1. Histogram-Based Gradient Boosting (HGBR)

Histogram-Based Gradient Boosting is a sophisticated supervised machine learning algorithm designed to solve complex regression problems efficiently. It is an optimised evolution of traditional Gradient Boosting that groups continuous data into discrete 'bins' (histograms) rather than analysing every individual data point.

Step A: Data Discretisation (Binning)

Standard decision trees sort the feature values at every node split, which has a complexity of \(O(N \log N)\). HGBR instead discretises the continuous input features into integer-valued bins (max 255 bins).

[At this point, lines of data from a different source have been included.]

Issue #160, opened 2016-02-19
`help` will print *.py files under ~/Documents/bin


wizardofozzie:
I'm not great with debugging, but I'll do my best here.

Basically, I had a directory structure as so:

`~/Documents/bin/remove_metadata.py`
`~/Documents/bin/noop.py`

Then, when I go into stash and type `help`, the help messages would print up until `rm`, but it would also list `noop` in the help commands.

So basically, stash is reading the wrong `bin` directory (instead of `~/Documents/site-packages/stash/bin`, it's also reading `~/Documents/bin`

I solved the issue by moving any `*.py` files from under `~/Documents/bin`

[Error screen paste](https://gist.github.com/anonymous/7972c6f56bc7570b1c8e)

ywangd:
Both `bin` directories are by default the locations where StaSh searches for command scripts. This is intentional as it is recommended to place user scripts under `~/Documents/bin/` so they do not interfere StaSh's internal `bin` (`~/Document/site-packages/stash/bin/`) but can still be called from StaSh's console.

$$ X_{binned} = \text{digitize}(X, \text{bins}) \in \{0, \dots, 255\} $$
Step B: The Additive Model

The model is an ensemble of \(M\) decision trees. It is an additive model where the prediction at step \(m\), denoted as \(F_m(x)\), is the sum of the previous prediction and a new tree \(h_m(x)\).

$$ F_m(x) = F_{m-1}(x) + \nu \cdot h_m(x) $$
Step C: Gradient Descent Optimisation

At each iteration \(m\), the new tree \(h_m(x)\) is trained to predict the negative gradient of the loss function. For our Least Squares loss function, this is the residual:

$$ r_i = - \frac{\partial L(y_i, F_{m-1}(x_i))}{\partial F_{m-1}(x_i)} = y_i - F_{m-1}(x_i) $$
2. Uncertainty Quantification

A single point forecast (the "mean") implies 100% certainty, which is scientifically inaccurate. To address this, we generate 90% Prediction Intervals (the shaded cones). We train three separate instances of the model using different loss functions:

  • Median (0.5): The most likely outcome.
  • Lower Bound (0.05): The 5th percentile (optimistic scenario).
  • Upper Bound (0.95): The 95th percentile (worst-case scenario).
3. Explainable AI (Feature Importance)

To demystify the "Black Box" nature of machine learning, we employ a technique called Permutation Importance. This evaluates the significance of each input feature (e.g., "Last Week's Cases" vs. "Seasonal Month") by randomly shuffling its values and measuring the resulting drop in model accuracy.


4. Python Implementation

Below are core snippets from the process_data.py script.

A. Dynamic Configuration
METRICS = {
    "positivity": { "topic": "Influenza", "metric_id": "influenza_testing_positivityByWeek" },
    "hospital": { "topic": "Influenza", "metric_id": "influenza_healthcare_hospitalAdmissionRateByWeek" }
}
B. Scikit-Learn HGBR Configuration

We leverage HistGradientBoostingRegressor due to its speed and native support for missing values (NaNs). We define three distinct model configurations to handle the point forecast (Mean) and uncertainty bounds (Quantiles).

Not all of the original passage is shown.